* **Task details**: Retrieve all lines below that have the string "which".

* **Collected data**:
PR #586, opened 2021-03-31
Added auto mkfs/fsck support to titus-storage

solarkennedy:
We knew we would need this eventually, so here it is!

Much of this code and logic is lifted from kubelet, which
should be a good indication that it is a solid approach.

Tested using the titus functional tests on a fresh (unformatted)
ebs volume.

### DIFF
--- a/cmd/titus-storage/ebs.go
+++ b/cmd/titus-storage/ebs.go
@@ -71,16 +71,47 @@ func ebsStart(ctx context.Context, ec2Client *ec2.EC2, c MountConfig, ec2Instanc
 		return err
 	}
 
-	err = mkfsIfNeeded(device, c.ebsFStype)
-	if err != nil {
-		return err
+	if c.ebsMountPerm == "RW" {
+		// Replicating kubelet behavior, we try to fsck before mount, but if there
+		// are errors we try to continue anyway
+		fsck(ctx, device, c.ebsFStype)
 	}
 
-	err = mountIt(ctx, device, c.ebsFStype, c.ebsMountPoint, c.ebsMountPerm, c.pid1Dir)
-	if err != nil {
-		return err
+	mc := MountCommand{
+		device:     device,
+		fstype:     c.ebsFStype,
+		mountPoint: c.ebsMountPoint,
+		perms:      c.ebsMountPerm,
+		pid1Dir:    c.pid1Dir,
 	}
-	l.Printf("finished setting up EBS %s at %s inside the container", c.ebsVolumeID, c.ebsMountPoint)
+	mountErr := mountBlockDeviceInContainer(ctx, mc)
+	if mountErr != nil {
+		// Replicating kubelet behavior, it is safer to just try to mount something,
+		// and only if it fails do we risk running mkfs and trying again.
+		mkfsIsNeeded, mkfsIsNeedederr := isMkfsNeeded(ctx, device, c.ebsFStype)
+		if mkfsIsNeedederr != nil {
+			return mkfsIsNeedederr
+		}
+		if mkfsIsNeeded {
+			if c.ebsMountPerm != "RW" {
+				return fmt.Errorf("A mkfs is needed on this device, but the mount permissions were not RW, they were %q", c.ebsMountPerm)
+			}
+			l.Infof("mkfs required on %s", device)
+			mkfsErr := mkfs(ctx, device, c.ebsFStype)
+			if mkfsErr == nil {
+				l.Infof("mkfs finished on %s, trying to mount again", device)
+				secondMountErr := mountBlockDeviceInContainer(ctx, mc)
+				if secondMountErr != nil {
+					return fmt.Errorf("Failed to mount a second time, even after a mkfs: %w", secondMountErr)
+				}
+				l.Infof("finished setting up EBS %s at %s inside the container after mkfs", c.ebsVolumeID, c.ebsMountPoint)
+				return nil
+			}
+			return mkfsErr
+		}
+		return mountErr
+	}
+	l.Infof("finished setting up EBS %s at %s inside the container", c.ebsVolumeID, c.ebsMountPoint)
 	return nil
 }
 
--- a/cmd/titus-storage/fs.go
+++ b/cmd/titus-storage/fs.go
@@ -1,0 +1,123 @@
+package main
+
+import (
+	"context"
+	"fmt"
+	"os/exec"
+	"strings"
+
+	"github.com/Netflix/titus-executor/logger"
+)
+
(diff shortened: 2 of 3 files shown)


cmd/titus-storage/fs.go
```diff
@@ -0,0 +1,121 @@
...
+}
+
+func mkfs(ctx context.Context, device string, fstype string) error {
+	if fstype == "ext4" || fstype == "ext3" || fstype == "" {
+		args := []string{
+			"-F",  // Force flag
+			"-m0", // Zero blocks reserved for super-user
+			device,
+		}
+		return runMkfs(ctx, fstype, device, args)
```
sargun, line 32: What happens when fstype == "", wont it run "mkfs."

cmd/titus-storage/fs.go
```diff
@@ -0,0 +1,121 @@
...
+func runMkfs(ctx context.Context, device string, fstype string, args []string) error {
+	l := logger.GetLogger(ctx)
+	mkfsCmd := "mkfs." + fstype
+	out, err := exec.Command(mkfsCmd, args...).CombinedOutput()
+	if err == nil {
+		// the disk has been formatted successfully try to mount it again.
+		l.Infof("Disk successfully formatted (mkfs): %s - %s", fstype, device)
+		return nil
+	}
+	l.Errorf("format of disk %s failed: %s - %s)", device, err, string(out))
```
sargun, line 53: l.WithError(err)...

cmd/titus-storage/fs.go
```diff
@@ -0,0 +1,121 @@
...
+
+// getDiskFormat is copied from kubelet. Returns empty string if there is no filesystem
+// in place, indicating it is safe to mkfs
+func getDiskFormat(ctx context.Context, disk string) (string, error) {
+	l := logger.GetLogger(ctx)
+	args := []string{"-p", "-s", "TYPE", "-s", "PTTYPE", "-o", "export", disk}
+	l.Infof("Attempting to determine if disk %q is formatted using blkid with args: (%v)", disk, args)
+	dataOut, err := exec.Command("blkid", args...).CombinedOutput()
+	output := string(dataOut)
+	l.Infof("blkid Output: %q, exit code: %v", output, err)
```
sargun, line 65: witherr...

cmd/titus-storage/fs.go
```diff
@@ -0,0 +1,121 @@
...
+				return "", nil
+			}
+		}
+		l.Errorf("Could not determine if disk %q is formatted (%v)", disk, err)
+		return "", err
+	}
+
+	var fstype, pttype string
+
+	lines := strings.Split(output, "\n")
```
sargun, line 83: Can you add a test / break this out and have some canned blkid junk to test against?

cmd/titus-storage/ebs.go
```diff
@@ -66,16 +66,36 @@ func ebsStart(ctx context.Context, ec2Client *ec2.EC2, c MountConfig, ec2Instanc
...
+	if c.ebsMountPerm == "RW" {
+		// Replicating kubelet behavior, we try to fsck before mount, but if there
+		// are errors we try to continue anyway
+		fsck(ctx, device, c.ebsFStype)
 	}
 
-	err = mountIt(ctx, device, c.ebsFStype, c.ebsMountPoint, c.ebsMountPerm, c.pid1Dir)
-	if err != nil {
-		return err
+	mountErr := mountIt(ctx, device, c.ebsFStype, c.ebsMountPoint, c.ebsMountPerm, c.pid1Dir)
```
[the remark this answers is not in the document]
solarkennedy: good idea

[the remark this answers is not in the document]
solarkennedy: Eh, I want to leave this function "ebs unaware" and leave it just dealing with block devices.

I'll still use a struct through to make sure we get all the strings right.

cmd/titus-storage/ebs.go
```diff
@@ -66,16 +66,36 @@ func ebsStart(ctx context.Context, ec2Client *ec2.EC2, c MountConfig, ec2Instanc
...
+				l.Infof("mkfs finished on %s, trying to mount again", device)
+				secondMountErr := mountIt(ctx, device, c.ebsFStype, c.ebsMountPoint, c.ebsMountPerm, c.pid1Dir)
+				return secondMountErr
+			}
+			return mkfsErr
+		}
+		return mountErr
 	}
-	l.Printf("finished setting up EBS %s at %s inside the container", c.ebsVolumeID, c.ebsMountPoint)
+	l.Infof("finished setting up EBS %s at %s inside the container", c.ebsVolumeID, c.ebsMountPoint)
```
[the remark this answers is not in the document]
solarkennedy: This `l` already has taskid and ebs volume id, if you want I can omit them in the actual plain text field too. They are technically redundant but it reads a bit better when you are just reading the message

cmd/titus-storage/fs.go
solarkennedy: err..  good point...

cmd/titus-storage/fs.go
solarkennedy: Ehh, I would rather not.
My reasoning here is that because I copy/pasted it literally from the k8s codebase (only to avoid pulling in other objects, sometimes it is easier to just copy a function than to try to adopt all the runners around it, splitting the build into linux/darwin, etc), it should be pretty battle hardened.

If I do add tests, that means I need to refactor this function (the splitting it out), which could lead other different bugs, because that means I'll have to adjust this function in some way, and drift from kubelet.

I'm trying to have my cake (reusing k8s code) and eat it too (having a simpler build, without having to adopt k8s object factories and junk, only pulling in the functions I need without needing windows support and klog).

cmd/titus-storage/ebs.go
```diff
@@ -71,16 +71,47 @@ func ebsStart(ctx context.Context, ec2Client *ec2.EC2, c MountConfig, ec2Instanc
...
+		if mkfsIsNeedederr != nil {
+			return mkfsIsNeedederr
+		}
+		if mkfsIsNeeded {
+			if c.ebsMountPerm != "RW" {
+				return fmt.Errorf("A mkfs is needed on this device, but the mount permissions were not RW, they were %q", c.ebsMountPerm)
+			}
+			l.Infof("mkfs required on %s", device)
+			mkfsErr := mkfs(ctx, device, c.ebsFStype)
+			if mkfsErr == nil {
```
rgulewich, line 101: This is a minor nit, but I always do a double take when code reverses the idiomatic go convention of `if err != nil {}` and instead branches based on the error being present.

rgulewich (approved):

* **Problem solution**:
Much of this code and logic is lifted from kubelet, which
If I do add tests, that means I need to refactor this function (the splitting it out), which could lead other different bugs, because that means I'll have to adjust this function in some way, and drift from kubelet.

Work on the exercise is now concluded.